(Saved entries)
PR #2421, opened 2026-05-02
fix(router): match full layers block in stackup update regex

### LINKED ISSUE #2416: fix(router): S-expression syntax error (unbalanced parens) in output PCB
## Problem

Board 02 routing produces an output PCB file with unbalanced parentheses, triggering:
\`\`\`
Generated PCB file has unbalanced parentheses
Error: ValueError: Generated PCB file has invalid S-expression syntax (unbalanced parentheses). This is a bug in kicad-tools.
\`\`\`

### Evidence

- Board 02 (charlieplex-led) on 6L attempt. The file is written to disk but has invalid syntax.

### Root cause

Likely in the PCB writer when emitting zone blocks or 6-layer stack definitions. The auto-pour zone insertion may leave unmatched parentheses.

### Fix

Debug by comparing the output file's paren count, or diffing against the input PCB to find the malformed block. Add a paren-balance assertion before writing the file.

## Acceptance criteria

- `kct route` on board 02 produces a valid S-expression PCB file
- No "unbalanced parentheses" error in output

rjwalters:
## Summary

Fix S-expression syntax error (unbalanced parentheses) when `update_pcb_layer_stackup()` fires on real KiCad PCB files that include non-copper layers (B.SilkS, Edge.Cuts, F.Fab, etc.) in their `(layers ...)` block.

## Changes

- Replace the broken primary regex (`[^)]*` stops at first inner entry's `)`) with the working alternative pattern that correctly matches the entire `(layers ...)` block
- Update the replacement function to extract and preserve non-copper layer entries from the matched block
- Add `_validate_sexp_parentheses` validation on the output, returning original content with a warning if balance check fails
- Remove the dead fallback code path (alt_pattern) since the new primary pattern handles all cases

| Regex matches full `(layers ...)` block | Pass | New pattern uses `\)` anchored per-entry + block-closing `)` |
| Non-copper layers preserved after upgrade | Pass | `test_non_copper_layers_preserved_after_upgrade` checks all 14 non-copper layers |
| Balanced parentheses in output | Pass | `test_2_to_4_balanced_parens` and `test_2_to_6_balanced_parens` validate with `_validate_sexp_parentheses` |
| Content outside layers block preserved | Pass | `test_content_outside_layers_block_preserved` checks `(net ...)` entries survive |
| All existing tests still pass | Pass | All 29 tests in `test_layer_escalation.py` pass |

## Test Plan

- All 29 tests in `tests/test_layer_escalation.py` pass (5 new tests added)
- New tests use a realistic 2-layer KiCad PCB with 14 non-copper layers to reproduce the exact failure scenario
- Tests cover 2-to-4 and 2-to-6 upgrades, non-copper preservation, paren balance, and content integrity

Closes #2416

### DIFF
--- a/src/kicad_tools/cli/route_cmd.py
+++ b/src/kicad_tools/cli/route_cmd.py
@@ -711,39 +711,52 @@ def update_pcb_layer_stackup(pcb_content: str, target_layers: int) -> str:
     if target_layers not in layer_defs:
         return pcb_content
 
-    # Find and replace the layers section
-    # KiCad format: (layers (0 "F.Cu" signal) ... )
-    layers_pattern = re.compile(
-        r'(\(layers\s+)([^)]*"(?:F\.Cu|B\.Cu|In\d+\.Cu)"[^)]*\s*)+(\))',
-        re.DOTALL,
-    )
-
-    def replace_layers(match):
-        # Build new layers content
-        new_layers = "\n    ".join(layer_defs[target_layers])
-        return f"(layers\n    {new_layers}\n  )"
-
     # Check if we need to update — count ALL copper layers regardless of type
     # (signal, power, mixed, etc.) not just those marked "signal"
     current_layers = len(re.findall(r'\(\d+\s+"[^"]*\.Cu"\s+\w+', pcb_content))
     if current_layers >= target_layers:
         return pcb_content
 
-    # Try to find and replace the layers section
+    # Match the entire (layers ...) block including all inner entries.
+    # Each inner entry is e.g. (0 "F.Cu" signal) or (44 "Edge.Cuts" user "Edge.Cuts").
+    # The pattern matches from "(layers" through each "(...)" entry to the
+    # block-closing ")".
+    layers_pattern = re.compile(
+        r'\(layers\s*\n(\s+\(\d+\s+"[^"]+"\s+\w+[^)]*\)\s*\n)+\s*\)',
+        re.MULTILINE,
+    )
+
+    # Non-copper layer entry pattern (e.g. B.SilkS, Edge.Cuts, F.Fab)
+    non_copper_re = re.compile(
+        r'(\s*\(\d+\s+"(?!.*\.Cu")[^"]+"\s+\w+[^)]*\))',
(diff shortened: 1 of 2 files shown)


rjwalters:
**Approved.**

## Code Review

The fix correctly addresses the root cause of issue #2416. The old primary regex used `[^)]*` which stopped matching at the first `)` inside the `(layers ...)` block -- any non-copper layer entry like `(44 "Edge.Cuts" user)` would terminate the match prematurely, orphaning subsequent entries and producing unbalanced parentheses.

**Changes reviewed:**

1. **Regex replacement** (`route_cmd.py`): The broken primary pattern is replaced with the line-by-line entry-matching pattern (formerly the unused fallback `alt_pattern`). This correctly matches the entire `(layers ...)` block regardless of how many entries it contains.

2. **Non-copper layer preservation**: The new `non_copper_re` pattern uses a negative lookahead `(?!.*\.Cu")` to correctly distinguish copper from non-copper layers. Verified that it matches all 14 standard non-copper KiCad layers and excludes all copper layer variants (F.Cu, B.Cu, In*.Cu).

3. **Paren validation guard**: `_validate_sexp_parentheses` provides a defensive fallback -- if the output is somehow unbalanced, the original content is returned with a warning rather than writing a corrupted PCB file. Good safety measure.

4. **Dead code removal**: The old fallback `alt_pattern` code path (which was the correct pattern all along) is removed since it is now the primary pattern.

## Test Execution

- All 29 tests in `tests/test_layer_escalation.py` pass locally (32s)
- 5 new tests cover: balanced parens for 2-to-4 and 2-to-6 upgrades, non-copper layer preservation (all 14 layers), content integrity outside the layers block, and extra-field entries (e.g. `user "B.Adhesive"`)
- Test fixture uses a realistic 16-entry layers block matching real KiCad output

## Test Scoping

**Strategy**: Scoped to `tests/test_layer_escalation.py`
**Result**: 29 tests, all passed

## CI Verification

- Lint & Format: pass
- Type Check: pass
- Test: pass (4m47s)
- Merge state: CLEAN

PR #2423, opened 2026-05-02
fix(router): add early termination to layer escalation when results stagnate

### LINKED ISSUE #2412: fix(router): layer escalation wastes time when all attempts produce identical results
## Problem

The layer escalation loop tries 2L → 4L (SIG-GND-PWR-SIG) → 4L (ALL-SIG) → 6L even when every attempt produces identical results. This wastes significant time:

- Board 02: 1946s total, 6/8 at every layer count
- Board 03: 0/13 at every layer count (identical overflow=3)
- Board 04: 2/3 at every layer count
- Board 05: ~3500s total, 7/11 → 6/11 → 6/11 → 6/11

### Root cause

The escalation logic only checks whether completion% < 95%. It doesn't detect that adding layers made no difference. It should abort early when two consecutive attempts produce the same or worse result.

### Proposed fix

After each escalation attempt, compare completion% and overflow to the previous attempt. If both are unchanged (or worse), stop escalating and return the best result. This would cut board 02's runtime from 1946s to ~40s and board 03's from ~2s to ~0.5s.

Additionally, for boards where overflow=0 but nets still fail (board 04), escalation is fundamentally the wrong strategy — the failure is pathfinding, not congestion. The escalator should detect "overflow=0 but nets failed" as a placement/topology issue, not a layer issue.

## Acceptance criteria

- Escalation stops after 2 consecutive attempts with same result
- Board 02 completes in <60s instead of 1946s
- Board 04 stops after first attempt (overflow=0, no congestion to solve)

rjwalters:
## Summary
- Add early termination to `route_with_layer_escalation()` when zero overflow indicates topology/placement issues (not congestion)
- Add stagnation detection: stop when consecutive attempts yield identical nets_routed and overflow
- Add `overflow` field to `LayerEscalationResult` dataclass
- Add 5 tests covering zero-overflow stop, stagnation stop, improvement continuation, success exit, and overflow field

[Task] Each line above should be copied exactly, with no line missing.

[Solution to this problem]
PR #2421, opened 2026-05-02
fix(router): match full layers block in stackup update regex

### LINKED ISSUE #2416: fix(router): S-expression syntax error (unbalanced parens) in output PCB
## Problem

Board 02 routing produces an output PCB file with unbalanced parentheses, triggering:
\`\`\`
Generated PCB file has unbalanced parentheses
Error: ValueError: Generated PCB file has invalid S-expression syntax (unbalanced parentheses). This is a bug in kicad-tools.
\`\`\`

### Evidence

- Board 02 (charlieplex-led) on 6L attempt. The file is written to disk but has invalid syntax.

### Root cause

Likely in the PCB writer when emitting zone blocks or 6-layer stack definitions. The auto-pour zone insertion may leave unmatched parentheses.

### Fix

Debug by comparing the output file's paren count, or diffing against the input PCB to find the malformed block. Add a paren-balance assertion before writing the file.

## Acceptance criteria

- `kct route` on board 02 produces a valid S-expression PCB file
- No "unbalanced parentheses" error in output

rjwalters:
## Summary

Fix S-expression syntax error (unbalanced parentheses) when `update_pcb_layer_stackup()` fires on real KiCad PCB files that include non-copper layers (B.SilkS, Edge.Cuts, F.Fab, etc.) in their `(layers ...)` block.

## Changes

- Replace the broken primary regex (`[^)]*` stops at first inner entry's `)`) with the working alternative pattern that correctly matches the entire `(layers ...)` block
- Update the replacement function to extract and preserve non-copper layer entries from the matched block
- Add `_validate_sexp_parentheses` validation on the output, returning original content with a warning if balance check fails
- Remove the dead fallback code path (alt_pattern) since the new primary pattern handles all cases

| Regex matches full `(layers ...)` block | Pass | New pattern uses `\)` anchored per-entry + block-closing `)` |
| Non-copper layers preserved after upgrade | Pass | `test_non_copper_layers_preserved_after_upgrade` checks all 14 non-copper layers |
| Balanced parentheses in output | Pass | `test_2_to_4_balanced_parens` and `test_2_to_6_balanced_parens` validate with `_validate_sexp_parentheses` |
| Content outside layers block preserved | Pass | `test_content_outside_layers_block_preserved` checks `(net ...)` entries survive |
| All existing tests still pass | Pass | All 29 tests in `test_layer_escalation.py` pass |

## Test Plan

- All 29 tests in `tests/test_layer_escalation.py` pass (5 new tests added)
- New tests use a realistic 2-layer KiCad PCB with 14 non-copper layers to reproduce the exact failure scenario
- Tests cover 2-to-4 and 2-to-6 upgrades, non-copper preservation, paren balance, and content integrity

Closes #2416

### DIFF
--- a/src/kicad_tools/cli/route_cmd.py
+++ b/src/kicad_tools/cli/route_cmd.py
@@ -711,39 +711,52 @@ def update_pcb_layer_stackup(pcb_content: str, target_layers: int) -> str:
     if target_layers not in layer_defs:
         return pcb_content
 
-    # Find and replace the layers section
-    # KiCad format: (layers (0 "F.Cu" signal) ... )
-    layers_pattern = re.compile(
-        r'(\(layers\s+)([^)]*"(?:F\.Cu|B\.Cu|In\d+\.Cu)"[^)]*\s*)+(\))',
-        re.DOTALL,
-    )
-
-    def replace_layers(match):
-        # Build new layers content
-        new_layers = "\n    ".join(layer_defs[target_layers])
-        return f"(layers\n    {new_layers}\n  )"
-
     # Check if we need to update — count ALL copper layers regardless of type
     # (signal, power, mixed, etc.) not just those marked "signal"
     current_layers = len(re.findall(r'\(\d+\s+"[^"]*\.Cu"\s+\w+', pcb_content))
     if current_layers >= target_layers:
         return pcb_content
 
-    # Try to find and replace the layers section
+    # Match the entire (layers ...) block including all inner entries.
+    # Each inner entry is e.g. (0 "F.Cu" signal) or (44 "Edge.Cuts" user "Edge.Cuts").
+    # The pattern matches from "(layers" through each "(...)" entry to the
+    # block-closing ")".
+    layers_pattern = re.compile(
+        r'\(layers\s*\n(\s+\(\d+\s+"[^"]+"\s+\w+[^)]*\)\s*\n)+\s*\)',
+        re.MULTILINE,
+    )
+
+    # Non-copper layer entry pattern (e.g. B.SilkS, Edge.Cuts, F.Fab)
+    non_copper_re = re.compile(
+        r'(\s*\(\d+\s+"(?!.*\.Cu")[^"]+"\s+\w+[^)]*\))',
(diff shortened: 1 of 2 files shown)


rjwalters:
**Approved.**

## Code Review

The fix correctly addresses the root cause of issue #2416. The old primary regex used `[^)]*` which stopped matching at the first `)` inside the `(layers ...)` block -- any non-copper layer entry like `(44 "Edge.Cuts" user)` would terminate the match prematurely, orphaning subsequent entries and producing unbalanced parentheses.

**Changes reviewed:**

1. **Regex replacement** (`route_cmd.py`): The broken primary pattern is replaced with the line-by-line entry-matching pattern (formerly the unused fallback `alt_pattern`). This correctly matches the entire `(layers ...)` block regardless of how many entries it contains.

2. **Non-copper layer preservation**: The new `non_copper_re` pattern uses a negative lookahead `(?!.*\.Cu")` to correctly distinguish copper from non-copper layers. Verified that it matches all 14 standard non-copper KiCad layers and excludes all copper layer variants (F.Cu, B.Cu, In*.Cu).

3. **Paren validation guard**: `_validate_sexp_parentheses` provides a defensive fallback -- if the output is somehow unbalanced, the original content is returned with a warning rather than writing a corrupted PCB file. Good safety measure.

4. **Dead code removal**: The old fallback `alt_pattern` code path (which was the correct pattern all along) is removed since it is now the primary pattern.

## Test Execution

- All 29 tests in `tests/test_layer_escalation.py` pass locally (32s)
- 5 new tests cover: balanced parens for 2-to-4 and 2-to-6 upgrades, non-copper layer preservation (all 14 layers), content integrity outside the layers block, and extra-field entries (e.g. `user "B.Adhesive"`)
- Test fixture uses a realistic 16-entry layers block matching real KiCad output

## Test Scoping

**Strategy**: Scoped to `tests/test_layer_escalation.py`
**Result**: 29 tests, all passed

## CI Verification

- Lint & Format: pass
- Type Check: pass
- Test: pass (4m47s)
- Merge state: CLEAN

PR #2423, opened 2026-05-02
fix(router): add early termination to layer escalation when results stagnate

### LINKED ISSUE #2412: fix(router): layer escalation wastes time when all attempts produce identical results
## Problem

The layer escalation loop tries 2L → 4L (SIG-GND-PWR-SIG) → 4L (ALL-SIG) → 6L even when every attempt produces identical results. This wastes significant time:

- Board 02: 1946s total, 6/8 at every layer count
- Board 03: 0/13 at every layer count (identical overflow=3)
- Board 04: 2/3 at every layer count
- Board 05: ~3500s total, 7/11 → 6/11 → 6/11 → 6/11

### Root cause

The escalation logic only checks whether completion% < 95%. It doesn't detect that adding layers made no difference. It should abort early when two consecutive attempts produce the same or worse result.

### Proposed fix

After each escalation attempt, compare completion% and overflow to the previous attempt. If both are unchanged (or worse), stop escalating and return the best result. This would cut board 02's runtime from 1946s to ~40s and board 03's from ~2s to ~0.5s.

Additionally, for boards where overflow=0 but nets still fail (board 04), escalation is fundamentally the wrong strategy — the failure is pathfinding, not congestion. The escalator should detect "overflow=0 but nets failed" as a placement/topology issue, not a layer issue.

## Acceptance criteria

- Escalation stops after 2 consecutive attempts with same result
- Board 02 completes in <60s instead of 1946s
- Board 04 stops after first attempt (overflow=0, no congestion to solve)

rjwalters:
## Summary
- Add early termination to `route_with_layer_escalation()` when zero overflow indicates topology/placement issues (not congestion)
- Add stagnation detection: stop when consecutive attempts yield identical nets_routed and overflow
- Add `overflow` field to `LayerEscalationResult` dataclass
- Add 5 tests covering zero-overflow stop, stagnation stop, improvement continuation, success exit, and overflow field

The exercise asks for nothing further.